START MATERIAL SUPPLIED

PR #18, opened 2023-12-20
fix: round collectedAmount calculation down for Uniswap fee parity

dyedm1:
[A] - [B] <= [A - B] does not always hold true


contracts/SemiFungiblePositionManager.sol
```diff
@@ -1407,6 +1430,16 @@ contract SemiFungiblePositionManager is ERC1155, Multicall {
                         tempChunk
                     );
                     amountToCollect = feesBase.sub(s_accountFeesBase[positionKey]);
+
+                    // If the current feesBase is close or identical to the stored one, the amountToCollect can be negative.
+                    // This is because the stored feesBase is rounded up, and the current feesBase is rounded down.
+                    // When this is the case, we want to behave as if there are 0 fees, so we just rectify the values.
+                    amountToCollect = amountToCollect.rightSlot() >= 0
```
guil-lambert: This rectification logic is repeated twice: here and on lines 1229-1234.

Would it make sense to create a new function in LeftRight.sol called `subRect` which would perform this rectification in that call, without requiring to re-extract the `rightSlot()+leftSlot()`? 

We would call
- `int256 amountToCollect = _getFeesBase(univ3pool, startingLiquidity, liquidityChunk, false)
            .subRect(s_accountFeesBase[positionKey]);`
- `amountToCollect = feesBase.subRect(s_accountFeesBase[positionKey])`

guil-lambert (changes requested):
See comment above about `subRect`

contracts/SemiFungiblePositionManager.sol
dyedm1: Fair point, we already mask out the values in `sub` so we can save a few ops by reusing.

PR #19, opened 2024-01-02
fix: prevent overflows of removedLiquidity

dyedm1:
removedLiquidity can be overflowed by accumulating tokens corresponding to a greater amount of liquidity than what was initially removed. For some liquidity chunks, 1 unit of positionSize corresponds to <1 unit of liquidity, so the liquidity returned can be greater than the liquidity removed if that accumulated fractional liquidity adds up to 1 or more.


guil-lambert (approved):
A-OK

END MATERIAL SUPPLIED

▶ [PROBLEM STATEMENT]:
All entries must be printed exactly, with nothing omitted.

▶ [SOLUTION TO THIS TASK]:
PR #18, opened 2023-12-20
fix: round collectedAmount calculation down for Uniswap fee parity

dyedm1:
[A] - [B] <= [A - B] does not always hold true


contracts/SemiFungiblePositionManager.sol
```diff
@@ -1407,6 +1430,16 @@ contract SemiFungiblePositionManager is ERC1155, Multicall {
                         tempChunk
                     );
                     amountToCollect = feesBase.sub(s_accountFeesBase[positionKey]);
+
+                    // If the current feesBase is close or identical to the stored one, the amountToCollect can be negative.
+                    // This is because the stored feesBase is rounded up, and the current feesBase is rounded down.
+                    // When this is the case, we want to behave as if there are 0 fees, so we just rectify the values.
+                    amountToCollect = amountToCollect.rightSlot() >= 0
```
guil-lambert: This rectification logic is repeated twice: here and on lines 1229-1234.

Would it make sense to create a new function in LeftRight.sol called `subRect` which would perform this rectification in that call, without requiring to re-extract the `rightSlot()+leftSlot()`? 

We would call
- `int256 amountToCollect = _getFeesBase(univ3pool, startingLiquidity, liquidityChunk, false)
            .subRect(s_accountFeesBase[positionKey]);`
- `amountToCollect = feesBase.subRect(s_accountFeesBase[positionKey])`

guil-lambert (changes requested):
See comment above about `subRect`

contracts/SemiFungiblePositionManager.sol
dyedm1: Fair point, we already mask out the values in `sub` so we can save a few ops by reusing.

PR #19, opened 2024-01-02
fix: prevent overflows of removedLiquidity

dyedm1:
removedLiquidity can be overflowed by accumulating tokens corresponding to a greater amount of liquidity than what was initially removed. For some liquidity chunks, 1 unit of positionSize corresponds to <1 unit of liquidity, so the liquidity returned can be greater than the liquidity removed if that accumulated fractional liquidity adds up to 1 or more.


guil-lambert (approved):
A-OK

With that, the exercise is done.